*** Begin section ***
Issue #1539, opened 2016-12-09
nltk.translate.bleu_score gives false result when ngram larger than maximum ngrams of given sentence


StarWang:
Given weight = [0.25, 0.25, 0.25, 0.25] (default value),
sentence_bleu([['a', 'b', 'c']], ['a', 'b', 'c']) = 0 
While sentence_bleu([['a', 'b', 'c']], ['a', 'b', 'd']) = 0.7598
Obviously the previous score should be larger than the latter, or both scores should be 0

alvations:
Which version of the code are you using?

```
$ python
>>> import nltk
>>> nltk.__version__
'3.2.1'
```

The BLEU implementation has been just recently fixed with #1330 resolved. If you're using the `develop` branch of `nltk`, this should be the output:

```python
>>> import nltk
>>> from nltk import bleu
>>> ref = hyp = 'abc'
>>> bleu([ref], hyp)
1.0
>>> from nltk import bleu
>>> ref, hyp = 'abc', 'abd'
>>> bleu([ref], hyp)
0.7598356856515925
```

Since a string is a list of chars and `nltk` imports the `sentence_bleu()` to the top-level imports,  the code above is the same as:


```python
>>> from nltk.translate.bleu_score import sentence_bleu
>>> sentence_bleu([['a', 'b', 'c']], ['a', 'b', 'c'])
1.0
>>> sentence_bleu([['a', 'b', 'c']], ['a', 'b', 'd'])
0.7598356856515925
```

To install the latest `develop` branch, try:

```
pip install https://github.com/nltk/nltk/archive/develop.zip
```

(**Do note that the develop branch is subjected to _more unexpected bugs_ and it is recommended that users install the `master` or official release**)

----

On a related note but not directly involved with the current `nltk` implementation of `bleu`, the previous implementation without the #1330 fix is subjected to the same flaws of the popular `multi-bleu.perl`. Maybe you might find it interesting to know why it returned 0 without the recent fix: https://gist.github.com/alvations/e5922afa8c91472d25c58b2d712a93e7

StarWang:
Thanks @alvations . The original version of nltk I used was 3.2. I have updated it to 3.2.1 now and it's now raising ZeroDivisionError. And I used Python 3.5.2

alvations:
The only stable version of BLEU is in the `develop` branch. Please wait for it to be release in NLTK 3.2.2 or install the `develop` branch (but do note that the development branch might be subjected to untested bugs).

[...]

PR #1545, opened 2016-12-14
Hotfix/bug on bleu score

liuq901:
The total bleu score is the geometric mean of n-gram count. If one n-gram count equals zero, the bleu score should be zero.
The original code will ignore the zero value to avoid log(0.0), but it will return a non-zero value, I think it is wrong.

The uni-gram check is also wrong. Even with no unigrams, the fraction can be non-zero due to the smoothing function.

Sorry for my poor English

### DIFF
--- a/nltk/translate/bleu_score.py
+++ b/nltk/translate/bleu_score.py
@@ -166,19 +166,18 @@ def corpus_bleu(list_of_references, hypotheses, weights=(0.25, 0.25, 0.25, 0.25)
     if p_numerators[1] == 0:
         return 0
 
-    if not smoothing_function: # No smoothing, values remain as Fractions.
-        s = (w * math.log(p_i) for i, (w, p_i) in enumerate(zip(weights, p_n))
-             if p_i.numerator != 0)
-    else: # Smoothen the modified precision.
-        # Note: smoothing_function() may convert values into floats;
-        #       it tries to retain the Fraction object as much as the
-        #       smoothing method allows.
+    if smoothing_function:
+        # Smoothen the modified precision
         p_n = smoothing_function(p_n, references=references,
                                  hypothesis=hypothesis, hyp_len=hyp_len)
-        s = (w * math.log(p_i) for i, (w, p_i) in enumerate(zip(weights, p_n)))
 
-    return bp * math.exp(math.fsum(s))
+    s = (w * math.log(p_i) for i, (w, p_i) in enumerate(zip(weights, p_n)))
 
+    try:
+        return bp * math.exp(math.fsum(s))
+    except ValueError, e:
+        # ValueError means log(0.0). Return 0
+        return 0.0
 
 def modified_precision(references, hypothesis, n):
     """
--- a/AUTHORS.md
+++ b/AUTHORS.md
@@ -205,6 +205,7 @@
 - J Richard Snape
 - Tsolak Ghukasyan
 - Prasasto Adi
+- Qi Liu
 
 ## Others whose work we've taken and included in NLTK, but who didn't directly contribute it:
 ### Contributors to the Porter Stemmer


alvations:
Could you explain the problem further with some test cases / examples and why the changes you've made would fix that?

~~From a quick look, your changes will revert the fixes from #1330 that tries to emulate ['`mteval-v13a.pl`](https://github.com/moses-smt/mosesdecoder/blob/master/scripts/generic/mteval-v13a.pl) to emulate the original BLEU scores from [the original paper](www.aclweb.org/anthology/P02-1040.pdf). I think your commits would also break fringe cases test in `nltk.test.unit.translate.test_bleu.py`.~~

----

> The total bleu score is the geometric mean of n-gram count. If one n-gram count equals zero, the bleu score should be zero.

Yes, the code point at https://github.com/nltk/nltk/blob/develop/nltk/translate/bleu_score.py#L163 , checks that. Although this is not described in the original BLEU paper, this is a logical thing to do. There's really no need to check for other order of ngrams and end up in math domain error later on when summing the geometric mean of the modified ngram precision.

> The original code will ignore the zero value to avoid log(0.0), but it will return a non-zero value, I think it is wrong.

Is it wrong because it's not emulating the original BLEU paper? We're not following the original BLEU paper because it didn't cover many fringe cases, which the MT community has found to be perplexing, esp. when using BLEU at sentence level, so the historical account of how BLEU has changed can be found on https://github.com/moses-smt/mosesdecoder/blob/master/scripts/generic/mteval-v13a.pl#L17

> The uni-gram check is also wrong. Even with no unigrams, the fraction can be non-zero due to the smoothing function.

Please explain further on this claim. Without the unigram counts, there should be 0 counts on all higher n-gram orders. E.g. if the hypothesis sentences is `this is a foo bar sentence' and the reference sentence is 'the cats are on the mat', there should be no n-gram overlaps which should naturally return n-gram of zero:


```python
>>> from nltk import everygrams, ngrams

# 1 grams.
>>> hyp = list(ngrams('this is a foo bar sentence'.split(), n=1))
>>> ref = list(ngrams('the cats are on the mat'.split(), n=1))
>>> set(hyp).intersection(ref)
set([])

# 4 grams.
>>> hyp = list(everygrams('this is a foo bar sentence'.split(), 1, 4))
>>> ref = list(everygrams('the cats are on the mat'.split(), 1, 4))
>>> hyp
[('this',), ('is',), ('a',), ('foo',), ('bar',), ('sentence',), ('this', 'is'), ('is', 'a'), ('a', 'foo'), ('foo', 'bar'), ('bar', 'sentence'), ('this', 'is', 'a'), ('is', 'a', 'foo'), ('a', 'foo', 'bar'), ('foo', 'bar', 'sentence'), ('this', 'is', 'a', 'foo'), ('is', 'a', 'foo', 'bar'), ('a', 'foo', 'bar', 'sentence')]
>>> ref
[('the',), ('cats',), ('are',), ('on',), ('the',), ('mat',), ('the', 'cats'), ('cats', 'are'), ('are', 'on'), ('on', 'the'), ('the', 'mat'), ('the', 'cats', 'are'), ('cats', 'are', 'on'), ('are', 'on', 'the'), ('on', 'the', 'mat'), ('the', 'cats', 'are', 'on'), ('cats', 'are', 'on', 'the'), ('are', 'on', 'the', 'mat')]
>>> set(hyp).intersection(ref)
set([])
```

There would be cases where there are 0 unigram matches but still an okay translation, and I think those cases are the ones that you wanted to cover in your PR:

```python
>>> ref = list(ngrams('the cats are on the mat'.split(), n=1))
>>> hyp = list(ngrams('those feline at carpet'.split(), n=1))
>>> set(hyp).intersection(ref)
set([])
```

I suppose the hypothesis above should get some credit although there's zero matches. But I think METEOR would be a better metric for such cases. It's because if we allow this case of unigram match to slip though and get a smoothed score, non-related sentence would also be smoothed. But I'm not sure which is a better approach, allow all hypothesis to have a non-zero score (i.e. smooth every possible sentence) or be tough and enforce zero scores for no unigram matches (i.e. allow zero BLEU score). 

> Even with no unigrams, the fraction can be non-zero due to the smoothing function.

In the case that there are no unigram matches, I don't think we should smooth the BLEU score at all. This is partly because there is no reason to do at a corpus level. At a sentence level, when there are no unigram matches, assigning a smoothed BLEU score would be too permissive.

Furthermore, some of the smooth methods summarized in Chen and Cherry (2014), requires the previous order of ngrams to have non-zero counts, e.g. [method 3](https://github.com/nltk/nltk/blob/develop/nltk/translate/bleu_score.py#L475) or [method 6](https://github.com/nltk/nltk/blob/develop/nltk/translate/bleu_score.py#L529). 

Possibly the hard constraint for skipping the smoothing if there's no unigram counts is wrong. I may not be the best person to vouch for this, perhaps someone more experienced with MT research should advise us whether the fixes you suggested are more appropriate. 

----

You might find the discussion on #1539 related to this issue.

nltk/translate/bleu_score.py
```diff
@@ -166,18 +166,18 @@ def corpus_bleu(list_of_references, hypotheses, weights=(0.25, 0.25, 0.25, 0.25)
...
-        s = (w * math.log(p_i) for i, (w, p_i) in enumerate(zip(weights, p_n)))
 
-    return bp * math.exp(math.fsum(s))
+    s = (w * math.log(p_i) for i, (w, p_i) in enumerate(zip(weights, p_n)))
+
+    try:
+        return bp * math.exp(math.fsum(s))
+    except ValueError, e:
+        # ValueError means log(0.0). Return 0
+        return 0.0
```
alvations, line 181: This try-except with `ValueError` should not happen. The purpose of the smoothing was such that the summation over the logs don't contain any 0 values.  Although the default smoothing is no-smoothing, and to avoid the `log(0.0)`, the if condition at https://github.com/nltk/nltk/blob/develop/nltk/translate/bleu_score.py#L170 would skip that order of ngram with 0 counts. So that should still not result in `ValueError`.

Could you write some test cases or examples that cause the `ValueError`? 

Also, with your PR could you help to run the unittest to check that it doesn't break other parts of the BLEU:

```bash
~/git-stuff/nltk$ ls
AUTHORS.md              LICENSE.txt             RELEASE-HOWTO.txt       nltk/                   pip-req.txt             tox.ini
CONTRIBUTING.md         MANIFEST.in             coverage.xml            nosetests.xml           setup.cfg               unittest.out
ChangeLog               Makefile                jenkins-job-config.xml  nosetests_scrubbed.xml  setup.py                web/
INSTALL.txt             README.md               jenkins.sh*             output                  tools/
~/git-stuff/nltk$ python -c 'import nltk; nltk.download('wmt15_eval')'
~/git-stuff/nltk$ python -m unittest nltk.test.unit.translate.test_bleu
..........
Ran 10 tests in 0.631s

OK
```

liuq901:
I have some commits to delete the change about unigram check.

The problem is that, for example, we have

image

The hyp1 is better than hyp2, but if we calculate the bleu score with weights = (0.5, 0.5), the original code gives 

image

the hyp2 get a higher score.

This because the 2-gram counts of hyp2 is 0, the original code will ignore it only calculate the 1-gram score, it is unfair to other sentence which count 1-gram and 2-gram score together.

If all the n-gram counts in [p_n](https://github.com/nltk/nltk/blob/develop/nltk/translate/bleu_score.py#L160) are non-zero, my code and the original code are the same. If some values in p_n equals zero, the original code will **IGNORE** it, this will give a very high bleu score just like my example. I think the right way is return 0. So my code doesn't have the zero value check at [https://github.com/liuq901/nltk/blob/hotfix/bug-on-bleu_score/nltk/translate/bleu_score.py#L174](https://github.com/liuq901/nltk/blob/hotfix/bug-on-bleu_score/nltk/translate/bleu_score.py#L174). Instead I catch the exception to return 0.

And my code passed the unit test.
image

alvations:
I don't think returning zero in this example is the right thing to do. `hyp2` does have a unigram match so the score must be non-zero. But You're right that `hyp2` should not a higher score than `hyp1` with uniform weights. 

Imagine you have a reference and hypothesis as follows, with the fixes you suggested, `bleu([ref], hyp)` would have returned 0 but that shouldn't be the case:

```
>>> from random import shuffle
>>> ref = range(10)
>>> hyp = range(10)
>>> shuffle(hyp)
>>> ref
[0, 1, 2, 3, 4, 5, 6, 7, 8, 9]
>>> hyp
[1, 0, 6, 3, 2, 7, 9, 5, 4, 8]
```

Maybe someone else more experienced in MT should advise on this. I would just enforce smoothing and possibly setting default to always smooth might be the right thing to do when there is a unigram count but no higher ngram counts. 

----

About the commits to undo your deletes of the unigram counts. Please rebase your git branch to the main develop branch and then recommit your changes without the deletes and re-adding of the code you've deleted.

liuq901:
I am also not familiar with MT. But some people says one disadvantage of bleu score is that if the sentence is short, maybe 3-gram and 4-gram will have zero counts and will make the final bleu score to 0. This means even hyp2 have a unigram match, the total score is still zero due to it is a geometric means. I think the right way to avoid this is use appropriate weights and smoothing function. 

And I will rebase my commits. Thanks

alvations:
> But some people says one disadvantage of bleu score is that if the sentence is short, maybe 3-gram and 4-gram will have zero counts and will make the final bleu score to 0. This means even hyp2 have a unigram match, the total score is still zero due to it is a geometric means. 

This is not logical, especially when distortion and reordering is taken into account. Within MT applications or any other sequential tasks that needs to use BLEU, assigning zero for hypothesis that comprises n-grams order below the n set by the user is not rational. E.g., imagine the sentence:

```python
>>> from nltk import bleu
>>> src = "eat the sushi".split()
>>> ref = ["寿司", "を", "食べろ"] # "the", "object-marker", "eat"
>>> hyp = ["食べろ" ,"寿司"] # "eat", "sushi"
>>> bleu([ref], hyp)
0.6065306597126334
```

In this case the unigram chain is totally adequate though not fluent. And giving it a zero BLEU should be wrong.

P/S: Don't just look at the geometric mean formula in the original BLEU paper, even the `mteval-v13a.perl` heavily edited their implementation. The users of the functions will end up raising more issues if the use cases of our BLEU implementations don't fit the typical usage =)

liuq901:
But according to the original formula from [paper](http://www.aclweb.org/anthology/P02-1040.pdf), 
image
when some p_i = 0, the sum in the parenthese is -inf, then exp(-inf) = 0.

I think for short sentence, calculate high order n-gram is not suit. I think give 0 bleu score have no problem, because it can be non-zero by adjust the weights and smoothing function parameters. I think we should not accept a wrong bleu score even if it make sense.

alvations:
> P/S: Don't just look at the geometric mean formula in the original BLEU paper, even the mteval-v13a.perl heavily edited their implementation. The users of the functions will end up raising more issues if the use cases of our BLEU implementations don't fit the typical usage =)

It's strict implementation that follows the paper vs functional implementation that suits typical usage. We need to arbitrate between these. I will go for the latter.

Please take a look at https://github.com/moses-smt/mosesdecoder/blob/master/scripts/generic/mteval-v13a.pl#L17

liuq901:
Sorry I cannot understand perl script. I think the problem is that the default setting of BLEU count up to 4-gram and have no smoothing function. 

In your case, the value makes sense because it ignore the value of 2-gram to 4-gram and only count the 1-gram score. But it is not known by the user that the code **ONLY** calculate the 1-gram value, by the documents it should calculate the value form 1-gram to 4-gram.

In my case, one sentence calculate 1-gram and 2-gram, another only calculate the 1-gram. It is unfair. And 
I believe this is a bigger problem. Because the original code can give a higher bleu score on bad sentence. And my code may make some good sentence to 0, but bad one is also 0 in this case.

I understand your issue. Some good examples may get 0 value due to it is too short. But the key problem is using the same weights with no smoothing function, how to avoid the unfair behavior. Could you give me any other comments?

alvations:
When using BLEU, I think it's best to smooth by default with [method4](https://github.com/nltk/nltk/blob/develop/nltk/translate/bleu_score.py#L497), esp. for short translations and esp. for the examples raised in this issue:

```python
    def method4(self, p_n, references, hypothesis, hyp_len):
        """
        Smoothing method 4:
        Shorter translations may have inflated precision values due to having
        smaller denominators; therefore, we give them proportionally
        smaller smoothed counts. Instead of scaling to 1/(2^k), Chen and Cherry
        suggests dividing by 1/ln(len(T)), where T is the length of the translation.
        """
        incvnt = 1
        for i, p_i in enumerate(p_n):
            if p_i.numerator == 0 and hyp_len != 0:
                p_n[i] = incvnt * self.k / math.log(hyp_len) # Note that this K is different from the K from NIST.
                incvnt+=1
        return p_n
```

I'm not sure what should be the default we should set from NLTK though.

liuq901:
All the problems are because of 0 n-gram counts. In the original code, ignore it will lead to wrong result. In my code, return 0.0 will lead to score which not make sense.

I think using a smoothing function is the best way.
But change the default value may cause other problems.

What about throwing an exception when we found 0 n-gram counts? This can help users to know what happened and suggest them to use some smoothing function in the error message

alvations:
After some more testing, here's a clear example of why this bug is quite serious. It seems like discarding higher ngram when it don't exist leads to some problem with regards to distortion (i.e. word ordering issues). 

With current BLEU implementation

```python
>>> from nltk import bleu
>>> ref = 'let it go'.split()
>>> hyp = 'let go it'.split()
>>> bleu([ref], hyp)
1.0
```

But the fix in this PR wouldn't really solve the problem since it will return:


```python
>>> from nltk import bleu
>>> ref = 'let it go'.split()
>>> hyp = 'let go it'.split()
>>> bleu([ref], hyp)
0.0
```

Distorted hypothesis should have a non-zero score but surely not a 1.0 score. We'll have to look at how `mteval-v13a.pl` and Moses' BLEU handles such cases and get back to this PR / issue.

stevenbird:
Thanks @liuq901  and @alvations – I agree #1554 is a good solution.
*** End section ***
*TASK REQUIREMENTS*
Your task is to list each line of the records with the word "problems".

*TASK RESPONSE*
All the problems are because of 0 n-gram counts. In the original code, ignore it will lead to wrong result. In my code, return 0.0 will lead to score which not make sense.
But change the default value may cause other problems.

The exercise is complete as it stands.